§ Exercise description:
Would you print all of the records below exactly, without skipping any?

==========

PR #106, opened 2025-09-25
trading fee

MathisGD:
"primitive":
- trading fee = (bonds-buyerAssets) * fee
- makerAssets = bonds * price

the computations should be such that
- feePct = 0 => fee = 0
- buyerAssets >= sellerAssets


src/MorphoV2.sol
```diff
@@ -35,22 +35,37 @@ contract Terms is ITerms {
     /// otherwise one might not be takable anymore while an other one at the same nonce is still takeable.
     mapping(address user => mapping(uint256 nonce => uint256)) public consumed;
 
+    /// @dev Cut on interest at each trade.
+    mapping(address loanToken => uint256) public tradingFeePct;
+    mapping(address loanToken => address) public tradingFeeRecipient;
```
peyha: is this the right granularity ? 
On Morpho-Blue, the fee is per market (so per loan token, collat token, lltv, oracle and irm). On uniswap-V3 it's per pool (which is very annoying because the DAO needs to set the fee for each pool).
The best of both world could be to have a global trading fee but to still be able to set fee per loan asset (or per term) as suggested by banteg for univ3 [here](https://gov.uniswap.org/t/temperature-check-activate-uniswap-protocol-governance/22936/39)

src/Terms.sol
```diff
@@ -35,22 +35,37 @@ contract Terms is ITerms {
...
         uint256 bonds,
         address taker,
         Offer memory offer,
         Signature memory sig,
         address takerCallbackAddress,
         bytes memory takerCallbackData
     ) public {
-        require(assets == 0 || bonds == 0, "inconsistent input");
+        uint256 sum = buyerAssets + sellerAssets + bonds;
+        require(sum == buyerAssets || sum == sellerAssets || sum == bonds, "inconsistent input");
```
peyha: is it ok if all three are 0 ?

src/Terms.sol
```diff
@@ -35,22 +35,37 @@ contract Terms is ITerms {
...
+        uint256 sellerAssets,
         uint256 bonds,
         address taker,
         Offer memory offer,
         Signature memory sig,
         address takerCallbackAddress,
         bytes memory takerCallbackData
     ) public {
-        require(assets == 0 || bonds == 0, "inconsistent input");
+        uint256 sum = buyerAssets + sellerAssets + bonds;
```
peyha:
```suggestion
        uint256 zeroValueCount = (buyerAssets == 0) + (sellerAssets == 0) + (bonds == 0);
```
might be clearer

MathisGD: you cannot sum bools in solidity

src/Terms.sol
MathisGD: see #108

src/MorphoV2.sol
MathisGD: from our latest [discussion](https://www.notion.so/morpho-labs/Bootcamp-V2-fees-granularity-229d69939e6d806c95e1d42c7cdba3ee) it's per loan, but it could be re-challenged (notably for like yearly obligations, a thinner granularity could make sense).

src/Terms.sol
peyha:
```suggestion
        uint256 zeroValueCount;
        assembly {
            zeroValueCount := add(iszero(buyerAssets), add(iszero(sellerAssets), iszero(bonds)))
         }
```
would work but using yul for this is probably not worth it

src/MorphoV2.sol
peyha: there should not be so much yearly obligation no ? 
Then a loan token settable trading fee + the possibility of setting it per bond id could also work

src/Terms.sol
MathisGD:
```suggestion
        uint256 zeroValueCount = buyerAssets == 0 ? 1 : 0 + sellerAssets == 0 ? 1 : 0 + bonds == 0 ? 1 : 0;
```
but isn't it heavier than the current code?

src/MorphoV2.sol
MathisGD: and both are added?

peyha: It could be the bond id trading fee if it has been set and otherwise the loan token trading fee but I haven't thought too much about it

src/Terms.sol
peyha: I think it's quite close in term of clarity but it potential overflows on `sum` and the gas cost is probably equivalent (but at this point of development gas is not relevant)

src/MorphoV2.sol
MathisGD: opened an issue #118 to discuss separately

src/MorphoV2.sol
```diff
@@ -35,22 +35,38 @@ contract Terms is ITerms {
...
+
     /// ENTRY-POINTS ///
 
     /// @dev Same function used to buy and sell.
     /// @dev If one wants to match two offers without taking a position, they can batch take them and not have a
     /// position at the end.
     function take(
         Term memory term,
-        uint256 assets,
+        uint256 buyerAssets,
```
adhusson, line 67: why are both arguments needed?

src/Terms.sol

==========

§ Answer space:
PR #106, opened 2025-09-25
trading fee

MathisGD:
"primitive":
- trading fee = (bonds-buyerAssets) * fee
- makerAssets = bonds * price

the computations should be such that
- feePct = 0 => fee = 0
- buyerAssets >= sellerAssets


src/MorphoV2.sol
```diff
@@ -35,22 +35,37 @@ contract Terms is ITerms {
     /// otherwise one might not be takable anymore while an other one at the same nonce is still takeable.
     mapping(address user => mapping(uint256 nonce => uint256)) public consumed;
 
+    /// @dev Cut on interest at each trade.
+    mapping(address loanToken => uint256) public tradingFeePct;
+    mapping(address loanToken => address) public tradingFeeRecipient;
```
peyha: is this the right granularity ? 
On Morpho-Blue, the fee is per market (so per loan token, collat token, lltv, oracle and irm). On uniswap-V3 it's per pool (which is very annoying because the DAO needs to set the fee for each pool).
The best of both world could be to have a global trading fee but to still be able to set fee per loan asset (or per term) as suggested by banteg for univ3 [here](https://gov.uniswap.org/t/temperature-check-activate-uniswap-protocol-governance/22936/39)

src/Terms.sol
```diff
@@ -35,22 +35,37 @@ contract Terms is ITerms {
...
         uint256 bonds,
         address taker,
         Offer memory offer,
         Signature memory sig,
         address takerCallbackAddress,
         bytes memory takerCallbackData
     ) public {
-        require(assets == 0 || bonds == 0, "inconsistent input");
+        uint256 sum = buyerAssets + sellerAssets + bonds;
+        require(sum == buyerAssets || sum == sellerAssets || sum == bonds, "inconsistent input");
```
peyha: is it ok if all three are 0 ?

src/Terms.sol
```diff
@@ -35,22 +35,37 @@ contract Terms is ITerms {
...
+        uint256 sellerAssets,
         uint256 bonds,
         address taker,
         Offer memory offer,
         Signature memory sig,
         address takerCallbackAddress,
         bytes memory takerCallbackData
     ) public {
-        require(assets == 0 || bonds == 0, "inconsistent input");
+        uint256 sum = buyerAssets + sellerAssets + bonds;
```
peyha:
```suggestion
        uint256 zeroValueCount = (buyerAssets == 0) + (sellerAssets == 0) + (bonds == 0);
```
might be clearer

MathisGD: you cannot sum bools in solidity

src/Terms.sol
MathisGD: see #108

src/MorphoV2.sol
MathisGD: from our latest [discussion](https://www.notion.so/morpho-labs/Bootcamp-V2-fees-granularity-229d69939e6d806c95e1d42c7cdba3ee) it's per loan, but it could be re-challenged (notably for like yearly obligations, a thinner granularity could make sense).

src/Terms.sol
peyha:
```suggestion
        uint256 zeroValueCount;
        assembly {
            zeroValueCount := add(iszero(buyerAssets), add(iszero(sellerAssets), iszero(bonds)))
         }
```
would work but using yul for this is probably not worth it

src/MorphoV2.sol
peyha: there should not be so much yearly obligation no ? 
Then a loan token settable trading fee + the possibility of setting it per bond id could also work

src/Terms.sol
MathisGD:
```suggestion
        uint256 zeroValueCount = buyerAssets == 0 ? 1 : 0 + sellerAssets == 0 ? 1 : 0 + bonds == 0 ? 1 : 0;
```
but isn't it heavier than the current code?

src/MorphoV2.sol
MathisGD: and both are added?

peyha: It could be the bond id trading fee if it has been set and otherwise the loan token trading fee but I haven't thought too much about it

src/Terms.sol
peyha: I think it's quite close in term of clarity but it potential overflows on `sum` and the gas cost is probably equivalent (but at this point of development gas is not relevant)

src/MorphoV2.sol
MathisGD: opened an issue #118 to discuss separately

src/MorphoV2.sol
```diff
@@ -35,22 +35,38 @@ contract Terms is ITerms {
...
+
     /// ENTRY-POINTS ///
 
     /// @dev Same function used to buy and sell.
     /// @dev If one wants to match two offers without taking a position, they can batch take them and not have a
     /// position at the end.
     function take(
         Term memory term,
-        uint256 assets,
+        uint256 buyerAssets,
```
adhusson, line 67: why are both arguments needed?

src/Terms.sol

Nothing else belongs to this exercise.